== THE DATA

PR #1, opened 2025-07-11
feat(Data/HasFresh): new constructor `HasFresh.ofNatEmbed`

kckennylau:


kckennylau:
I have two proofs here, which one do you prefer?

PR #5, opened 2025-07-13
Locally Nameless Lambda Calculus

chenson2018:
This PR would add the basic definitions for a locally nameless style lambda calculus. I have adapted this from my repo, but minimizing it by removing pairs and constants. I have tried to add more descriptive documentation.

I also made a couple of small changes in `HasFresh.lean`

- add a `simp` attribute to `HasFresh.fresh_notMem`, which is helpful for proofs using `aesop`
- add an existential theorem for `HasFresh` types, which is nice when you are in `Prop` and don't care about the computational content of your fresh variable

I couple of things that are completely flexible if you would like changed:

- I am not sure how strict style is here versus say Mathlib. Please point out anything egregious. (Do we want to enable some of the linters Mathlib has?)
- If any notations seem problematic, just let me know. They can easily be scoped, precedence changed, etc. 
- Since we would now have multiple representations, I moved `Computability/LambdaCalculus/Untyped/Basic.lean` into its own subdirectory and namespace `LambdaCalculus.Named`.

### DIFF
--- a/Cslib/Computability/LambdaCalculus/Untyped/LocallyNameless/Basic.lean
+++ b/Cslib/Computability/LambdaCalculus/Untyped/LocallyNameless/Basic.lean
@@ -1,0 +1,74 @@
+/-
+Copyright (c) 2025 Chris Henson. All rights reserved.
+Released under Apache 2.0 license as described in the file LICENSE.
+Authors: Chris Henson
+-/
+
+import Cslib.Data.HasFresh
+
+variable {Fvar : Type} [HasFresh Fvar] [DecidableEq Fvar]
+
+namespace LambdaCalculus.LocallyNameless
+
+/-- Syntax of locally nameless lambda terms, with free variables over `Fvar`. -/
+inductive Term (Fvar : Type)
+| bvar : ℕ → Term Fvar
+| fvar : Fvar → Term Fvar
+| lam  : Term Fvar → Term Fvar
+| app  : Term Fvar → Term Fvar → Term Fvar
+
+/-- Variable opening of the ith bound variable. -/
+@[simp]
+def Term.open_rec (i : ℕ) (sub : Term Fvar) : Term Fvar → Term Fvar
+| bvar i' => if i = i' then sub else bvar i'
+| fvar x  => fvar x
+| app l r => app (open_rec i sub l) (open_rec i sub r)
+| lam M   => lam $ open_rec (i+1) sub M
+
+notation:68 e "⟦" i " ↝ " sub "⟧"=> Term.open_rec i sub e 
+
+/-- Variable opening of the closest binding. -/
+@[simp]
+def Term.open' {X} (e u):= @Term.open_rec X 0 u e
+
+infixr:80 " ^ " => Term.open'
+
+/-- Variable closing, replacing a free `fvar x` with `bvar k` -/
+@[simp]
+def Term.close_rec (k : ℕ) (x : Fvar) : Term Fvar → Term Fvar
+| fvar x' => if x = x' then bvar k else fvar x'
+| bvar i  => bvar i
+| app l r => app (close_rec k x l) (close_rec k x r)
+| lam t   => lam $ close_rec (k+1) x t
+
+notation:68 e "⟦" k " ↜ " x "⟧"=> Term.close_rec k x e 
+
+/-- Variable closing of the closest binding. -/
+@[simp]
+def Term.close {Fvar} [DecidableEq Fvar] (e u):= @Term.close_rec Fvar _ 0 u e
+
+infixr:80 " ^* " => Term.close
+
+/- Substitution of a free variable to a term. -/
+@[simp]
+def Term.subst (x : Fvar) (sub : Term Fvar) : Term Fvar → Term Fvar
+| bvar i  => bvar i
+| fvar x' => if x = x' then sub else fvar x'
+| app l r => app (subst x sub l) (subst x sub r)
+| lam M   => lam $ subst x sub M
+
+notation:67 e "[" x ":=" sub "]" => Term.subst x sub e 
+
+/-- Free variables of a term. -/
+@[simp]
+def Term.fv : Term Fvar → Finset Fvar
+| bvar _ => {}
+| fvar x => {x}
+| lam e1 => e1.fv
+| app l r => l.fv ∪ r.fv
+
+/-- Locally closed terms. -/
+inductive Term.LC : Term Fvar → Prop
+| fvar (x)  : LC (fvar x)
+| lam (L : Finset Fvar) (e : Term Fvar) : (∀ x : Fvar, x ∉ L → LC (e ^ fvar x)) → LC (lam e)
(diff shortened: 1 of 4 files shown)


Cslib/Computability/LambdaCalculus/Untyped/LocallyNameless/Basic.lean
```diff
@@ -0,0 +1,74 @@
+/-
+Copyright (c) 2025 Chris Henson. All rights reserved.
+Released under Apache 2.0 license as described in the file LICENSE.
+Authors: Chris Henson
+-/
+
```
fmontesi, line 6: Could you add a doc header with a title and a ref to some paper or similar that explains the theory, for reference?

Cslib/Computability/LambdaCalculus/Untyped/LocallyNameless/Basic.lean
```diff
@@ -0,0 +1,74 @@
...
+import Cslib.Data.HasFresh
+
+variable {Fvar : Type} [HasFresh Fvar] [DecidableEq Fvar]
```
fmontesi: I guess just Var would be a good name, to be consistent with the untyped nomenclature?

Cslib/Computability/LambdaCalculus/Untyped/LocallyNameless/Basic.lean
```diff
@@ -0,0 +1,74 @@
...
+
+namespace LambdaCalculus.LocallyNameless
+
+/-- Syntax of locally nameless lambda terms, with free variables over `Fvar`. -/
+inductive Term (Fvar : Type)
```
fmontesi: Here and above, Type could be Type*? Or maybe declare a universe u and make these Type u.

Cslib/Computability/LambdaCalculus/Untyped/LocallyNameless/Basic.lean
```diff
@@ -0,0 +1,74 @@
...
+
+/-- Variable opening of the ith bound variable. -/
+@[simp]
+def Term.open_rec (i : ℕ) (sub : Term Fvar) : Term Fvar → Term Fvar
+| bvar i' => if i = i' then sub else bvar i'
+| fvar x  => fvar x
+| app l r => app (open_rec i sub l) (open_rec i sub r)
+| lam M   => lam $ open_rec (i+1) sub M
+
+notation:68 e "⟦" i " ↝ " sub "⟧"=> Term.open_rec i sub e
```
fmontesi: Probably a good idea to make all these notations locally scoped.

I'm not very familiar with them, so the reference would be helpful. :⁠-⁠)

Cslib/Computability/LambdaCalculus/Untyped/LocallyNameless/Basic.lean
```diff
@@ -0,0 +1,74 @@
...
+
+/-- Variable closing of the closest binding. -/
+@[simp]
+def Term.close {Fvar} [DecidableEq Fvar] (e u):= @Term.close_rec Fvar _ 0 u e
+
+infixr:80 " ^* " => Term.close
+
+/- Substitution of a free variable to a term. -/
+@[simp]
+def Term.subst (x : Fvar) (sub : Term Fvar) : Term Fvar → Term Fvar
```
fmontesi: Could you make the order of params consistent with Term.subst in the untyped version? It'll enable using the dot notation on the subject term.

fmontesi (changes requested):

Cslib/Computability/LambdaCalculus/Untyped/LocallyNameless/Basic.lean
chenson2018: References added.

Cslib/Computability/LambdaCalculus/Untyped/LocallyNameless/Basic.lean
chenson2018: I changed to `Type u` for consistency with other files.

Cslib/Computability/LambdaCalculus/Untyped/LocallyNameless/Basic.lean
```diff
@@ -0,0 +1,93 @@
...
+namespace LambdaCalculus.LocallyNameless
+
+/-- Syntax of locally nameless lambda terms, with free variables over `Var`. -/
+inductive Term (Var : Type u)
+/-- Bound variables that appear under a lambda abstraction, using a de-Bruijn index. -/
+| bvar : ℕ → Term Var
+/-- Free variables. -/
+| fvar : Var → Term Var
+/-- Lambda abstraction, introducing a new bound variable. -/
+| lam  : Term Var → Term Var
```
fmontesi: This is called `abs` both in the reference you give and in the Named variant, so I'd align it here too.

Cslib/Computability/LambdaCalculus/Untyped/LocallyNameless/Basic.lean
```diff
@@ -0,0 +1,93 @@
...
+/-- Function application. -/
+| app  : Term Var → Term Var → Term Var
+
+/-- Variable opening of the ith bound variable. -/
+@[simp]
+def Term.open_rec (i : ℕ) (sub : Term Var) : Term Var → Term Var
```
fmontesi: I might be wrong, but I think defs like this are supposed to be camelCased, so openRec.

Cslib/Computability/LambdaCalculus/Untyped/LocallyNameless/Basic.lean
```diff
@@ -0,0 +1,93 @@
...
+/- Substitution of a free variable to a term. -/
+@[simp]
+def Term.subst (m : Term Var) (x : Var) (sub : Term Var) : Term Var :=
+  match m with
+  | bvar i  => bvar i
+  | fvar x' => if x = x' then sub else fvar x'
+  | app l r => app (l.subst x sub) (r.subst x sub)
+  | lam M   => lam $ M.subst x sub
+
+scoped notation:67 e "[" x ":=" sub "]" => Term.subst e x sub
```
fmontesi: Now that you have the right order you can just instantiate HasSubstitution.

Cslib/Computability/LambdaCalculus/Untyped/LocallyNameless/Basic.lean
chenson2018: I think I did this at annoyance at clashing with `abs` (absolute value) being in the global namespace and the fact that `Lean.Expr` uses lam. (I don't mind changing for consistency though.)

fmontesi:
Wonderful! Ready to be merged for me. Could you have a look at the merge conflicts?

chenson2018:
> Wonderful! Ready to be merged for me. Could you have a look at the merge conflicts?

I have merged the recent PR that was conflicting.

====

**WHAT TO DO**
Could you write out exactly the lines above, starting at the first one and ending with the line that has "I couple of"?

**REPLY**
PR #1, opened 2025-07-11
feat(Data/HasFresh): new constructor `HasFresh.ofNatEmbed`

kckennylau:


kckennylau:
I have two proofs here, which one do you prefer?

PR #5, opened 2025-07-13
Locally Nameless Lambda Calculus

chenson2018:
This PR would add the basic definitions for a locally nameless style lambda calculus. I have adapted this from my repo, but minimizing it by removing pairs and constants. I have tried to add more descriptive documentation.

I also made a couple of small changes in `HasFresh.lean`

- add a `simp` attribute to `HasFresh.fresh_notMem`, which is helpful for proofs using `aesop`
- add an existential theorem for `HasFresh` types, which is nice when you are in `Prop` and don't care about the computational content of your fresh variable

I couple of things that are completely flexible if you would like changed:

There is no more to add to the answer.